Report every line of the material that contains the string "approved".
::: Provided records :::
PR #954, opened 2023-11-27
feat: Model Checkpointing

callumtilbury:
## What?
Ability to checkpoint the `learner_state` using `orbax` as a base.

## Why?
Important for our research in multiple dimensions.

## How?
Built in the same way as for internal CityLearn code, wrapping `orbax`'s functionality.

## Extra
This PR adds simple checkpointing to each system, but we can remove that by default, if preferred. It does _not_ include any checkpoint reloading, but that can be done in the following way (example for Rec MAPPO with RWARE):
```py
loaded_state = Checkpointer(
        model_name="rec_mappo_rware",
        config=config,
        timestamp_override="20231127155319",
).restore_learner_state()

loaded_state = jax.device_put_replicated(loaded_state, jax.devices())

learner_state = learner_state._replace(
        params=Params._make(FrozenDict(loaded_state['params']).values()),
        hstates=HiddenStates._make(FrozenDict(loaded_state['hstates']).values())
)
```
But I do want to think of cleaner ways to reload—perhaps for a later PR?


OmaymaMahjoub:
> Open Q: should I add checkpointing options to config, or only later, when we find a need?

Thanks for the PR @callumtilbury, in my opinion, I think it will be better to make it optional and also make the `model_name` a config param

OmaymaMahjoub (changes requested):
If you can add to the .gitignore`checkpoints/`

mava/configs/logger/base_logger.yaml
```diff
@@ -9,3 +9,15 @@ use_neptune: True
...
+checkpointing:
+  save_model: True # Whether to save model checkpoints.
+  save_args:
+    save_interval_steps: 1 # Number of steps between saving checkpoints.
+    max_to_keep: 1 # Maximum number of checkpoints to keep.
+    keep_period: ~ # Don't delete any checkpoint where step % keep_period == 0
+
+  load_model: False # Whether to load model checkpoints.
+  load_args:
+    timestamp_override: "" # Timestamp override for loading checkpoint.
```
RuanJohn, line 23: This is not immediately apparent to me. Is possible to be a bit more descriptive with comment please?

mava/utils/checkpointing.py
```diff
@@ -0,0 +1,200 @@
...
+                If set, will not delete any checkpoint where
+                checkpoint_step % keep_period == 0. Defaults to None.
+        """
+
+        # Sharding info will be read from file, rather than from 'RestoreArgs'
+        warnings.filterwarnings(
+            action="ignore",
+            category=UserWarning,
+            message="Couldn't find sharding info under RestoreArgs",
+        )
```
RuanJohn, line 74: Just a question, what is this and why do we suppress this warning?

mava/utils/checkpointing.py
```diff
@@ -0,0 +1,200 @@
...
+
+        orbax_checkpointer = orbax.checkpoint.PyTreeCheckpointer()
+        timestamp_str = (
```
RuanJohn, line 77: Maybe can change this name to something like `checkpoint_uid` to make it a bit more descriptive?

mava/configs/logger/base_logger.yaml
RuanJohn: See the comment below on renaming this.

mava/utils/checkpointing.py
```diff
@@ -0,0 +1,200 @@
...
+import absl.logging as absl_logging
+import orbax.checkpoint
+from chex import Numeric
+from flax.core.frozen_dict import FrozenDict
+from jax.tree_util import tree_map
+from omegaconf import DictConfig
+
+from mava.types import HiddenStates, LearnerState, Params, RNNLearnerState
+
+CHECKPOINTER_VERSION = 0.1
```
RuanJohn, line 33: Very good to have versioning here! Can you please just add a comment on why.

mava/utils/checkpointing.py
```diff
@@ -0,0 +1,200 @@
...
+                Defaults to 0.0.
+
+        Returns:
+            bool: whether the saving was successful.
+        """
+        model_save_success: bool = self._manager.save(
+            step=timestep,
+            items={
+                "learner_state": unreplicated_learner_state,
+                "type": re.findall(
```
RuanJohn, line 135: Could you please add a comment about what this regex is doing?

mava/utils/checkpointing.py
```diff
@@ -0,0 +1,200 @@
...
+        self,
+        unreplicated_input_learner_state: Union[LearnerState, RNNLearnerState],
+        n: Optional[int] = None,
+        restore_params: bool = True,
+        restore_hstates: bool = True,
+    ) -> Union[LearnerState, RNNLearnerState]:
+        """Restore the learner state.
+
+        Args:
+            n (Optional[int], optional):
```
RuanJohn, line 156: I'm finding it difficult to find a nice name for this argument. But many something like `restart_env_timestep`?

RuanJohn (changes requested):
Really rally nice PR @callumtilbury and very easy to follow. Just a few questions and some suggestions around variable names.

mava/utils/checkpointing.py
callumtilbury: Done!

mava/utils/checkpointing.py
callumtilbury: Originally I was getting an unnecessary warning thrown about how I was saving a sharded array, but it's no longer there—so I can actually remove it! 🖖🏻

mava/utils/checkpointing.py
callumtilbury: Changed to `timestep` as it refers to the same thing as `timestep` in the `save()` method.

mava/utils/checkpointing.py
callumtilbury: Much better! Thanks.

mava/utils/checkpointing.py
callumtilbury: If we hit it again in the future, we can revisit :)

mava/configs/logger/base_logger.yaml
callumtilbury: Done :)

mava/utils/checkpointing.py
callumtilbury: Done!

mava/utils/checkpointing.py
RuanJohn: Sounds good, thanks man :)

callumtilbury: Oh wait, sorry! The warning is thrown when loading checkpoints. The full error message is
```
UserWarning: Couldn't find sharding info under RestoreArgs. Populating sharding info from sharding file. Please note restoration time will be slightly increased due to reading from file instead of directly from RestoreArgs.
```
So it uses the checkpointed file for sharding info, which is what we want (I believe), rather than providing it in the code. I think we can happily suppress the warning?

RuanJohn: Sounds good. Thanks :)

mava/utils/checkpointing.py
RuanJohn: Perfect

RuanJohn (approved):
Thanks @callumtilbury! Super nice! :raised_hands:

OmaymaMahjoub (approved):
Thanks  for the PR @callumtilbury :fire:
:::
__Answer box__
RuanJohn (approved):
OmaymaMahjoub (approved):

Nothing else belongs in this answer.